» WHAT TO DO
Could you restate word for word every line of the records below, from the first one to the one holding "I think it's"?

━━━━━ DATA RECORDS ━━━━━

PR #930, opened 2025-01-07
Ensure lxd is installed before attempting snap refresh

bschimke95:
- Add a check to determine if the `lxd` snap is already installed before attempting to refresh or install it. This is required because the LXD snap is not shipped by default in 24.04 anymore.

- Replace the use of `sg lxd -c` with `sudo --user "$USER"`. This eliminates the need for password entry during the `lxc` command execution.
See https://github.com/actions/runner-images/issues/9932#issuecomment-2573170305


louiseschmidtgen (approved):
Thanks Ben!

PR #932, opened 2025-01-08
Add a systemd override to add containerd defaults

### LINKED ISSUE #718: Need to manually set LimitNOFILE in the containerd service file
### Summary

I think it's related to this issue from 2019: https://github.com/containerd/containerd/issues/3201

I had some issues with both Kasten and Cilium pods reporting Too Many Open Files, when checking in a running pod the limit was showing as 1024, in order to increase this I needed to manually add an override for the snap.k8s.containerd service file and add the line `LimitNOFILE=1048576` to the `[Service]` section.

I feel like maybe this should be included in the default service file, Cilium seems to need this and that seems to be the chosen CNI.  Apologies if I've misunderstood something though :)

### Reproduction Steps

1. Bootstrap a cluster
2. Add some workloads
3. Monitor Cilium pods for errors

### System information

n/a

### Can you suggest a fix?

_No response_

_No response_

berkayoz:
Closes #718

Adds a systemd `.conf`  override file to match upstream recommendations, see https://github.com/containerd/containerd/blob/release/1.6/containerd.service for example

File is only copied over if it does not exist to make sure changes are not over-written

This approach might not work in strict as we are editing `/etc/systemd/...`

### DIFF
--- a/k8s/lib.sh
+++ b/k8s/lib.sh
@@ -219,3 +219,16 @@ k8s::util::load_kernel_modules() {
 
   modprobe $@
 }
+
+k8s::containerd::ensure_systemd_defaults() {
+  k8s::common::setup_env
+
+  local override_dir="/etc/systemd/system/snap.k8s.containerd.service.d"
+  local override_file="$SNAP/k8s/systemd/containerd-defaults.conf"
+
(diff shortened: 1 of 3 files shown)


bschimke95 (approved):
LGTM

PR #935, opened 2025-01-08
Custom bootstrap configuration Documentation

louiseschmidtgen:
## Custom bootstrap configuration Documentation

This PR adds the custom bootstrap configuration documentation which includes bootstrapping with the interactive mode and through a configuration file.

### DIFF
--- a/docs/src/snap/howto/custom-bootstrap-config.md
+++ b/docs/src/snap/howto/custom-bootstrap-config.md
@@ -1,0 +1,73 @@
+# Custom Bootstrap Configuration
+
+When creating a {{ product }} cluster that differs from the default
+configuration you can choose to use a custom bootstrap configuration.
+The CLI's interactive mode or a custom bootstrap config file allow you to 
+modify the configuration of the first node that will join your cluster. 
+
+## Configuration Options
+
+Please consult the [bootstrap-configuration-reference page] for all of the
+available configuration options and their defaults. These configuration options
+may only be adjusted on bootstrap and not after the cluster is bootstrapped.
+
+## Interactive mode
+
+The interactive mode allows for the selection of the built-in features, the pod
+CIDR and the Service CIDR.
+
+To bootstrap interactively, run:
+
+```
+sudo k8s bootstrap --timeout 10m --interactive
+```
+
+Here is an example custom configuration:
+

━━━━━

» EXERCISE OUTPUT
PR #930, opened 2025-01-07
Ensure lxd is installed before attempting snap refresh

bschimke95:
- Add a check to determine if the `lxd` snap is already installed before attempting to refresh or install it. This is required because the LXD snap is not shipped by default in 24.04 anymore.

- Replace the use of `sg lxd -c` with `sudo --user "$USER"`. This eliminates the need for password entry during the `lxc` command execution.
See https://github.com/actions/runner-images/issues/9932#issuecomment-2573170305


louiseschmidtgen (approved):
Thanks Ben!

PR #932, opened 2025-01-08
Add a systemd override to add containerd defaults

### LINKED ISSUE #718: Need to manually set LimitNOFILE in the containerd service file
### Summary

I think it's related to this issue from 2019: https://github.com/containerd/containerd/issues/3201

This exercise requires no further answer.